- [Data supplied]

PR #3821, opened 2024-03-19
migrate config from kubernetes to eks

ernestosilv:
Updated scripts to dynamically load `eks-*` for both `service_shard_update` and `service_shard_remove` if it exists in preparation for migration. Prior to the migration there should be no changes to the status quo since we'll still fetch `kubernetes-*` configs.

### DIFF
--- a/paasta_tools/contrib/service_shard_update.py
+++ b/paasta_tools/contrib/service_shard_update.py
@@ -130,9 +130,9 @@ def get_default_git_remote():
 
 
 DEPLOY_MAPPINGS = {
-    "dev": ["kubernetes-norcal-devc"],
-    "stage": ["kubernetes-norcal-stagef", "kubernetes-norcal-stageg"],
-    "prod": ["kubernetes-nova-prod", "kubernetes-pnw-prod"],
+    "dev": ["norcal-devc"],
+    "stage": ["norcal-stagef", "norcal-stageg"],
+    "prod": ["nova-prod", "pnw-prod"],
 }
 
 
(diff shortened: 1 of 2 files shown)


bobokun (approved):

paasta_tools/contrib/service_shard_update.py
```diff
@@ -172,7 +172,26 @@ def main(args):
 
             for deploy_prefix, config_paths in DEPLOY_MAPPINGS.items():
                 for config_path in config_paths:
-                    kube_file = updater.get_existing_configs(args.service, config_path)
+                    # Determine configuration suffix (PAASTA-18216)
+                    eks_config = updater.get_existing_configs(
```
nemacysts, line 176: i think my comment above re: both files being able to exist at a given time is maybe more pertinent here - but maybe we can simply temporarily disable the process that creates/updates shards as we do the big-bang migration so that we can always assume that for a given cluster only one of these files will exist?

nemacysts (approved):
seems fine if we're ok with some potential manual work at migration-time :)

panbenson (approved):

paasta_tools/contrib/service_shard_update.py
ernestosilv: Just curious, Do we have a timeline for the migration? We can probably go ahead and merged this changes and coordinate when we'd like to disable the process to create/modify those shards. Also do we have a rough time estimate how long we'd be disabling this process if we decide to go that route?

nemacysts: @ernestosilv we can do the migration in dev/stage whenever y'all are ready

as for how long we'd need to disable things - that depends on how safely we want to do the migration as we have a script that will do things in as safe a manner as possible:
* disables autoscaling in the "old" cluster + creates creates copies of all the instances (at the same # of containers) in the "new" cluster
* waits until instances are healthy in the new cluster, and deletes instances in the old cluster once the new instances are all healthy
* waits ~5min to allow autoscaling information to settle and then re-enables autoscaling in the new cluster

...but since these shards are (to my understanding) "optional", we could do this pretty quickly in a single PR by renaming the source file to eks-$CLUSTER.yaml and letting the new instances come up naturally 

but in either case: definitely under 1hr unless things were to go horribly wrong!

- [What to produce]
Each line of the entries where the string "nova" occurs should be shown.

- [Exercise answer]
-    "prod": ["kubernetes-nova-prod", "kubernetes-pnw-prod"],
+    "prod": ["nova-prod", "pnw-prod"],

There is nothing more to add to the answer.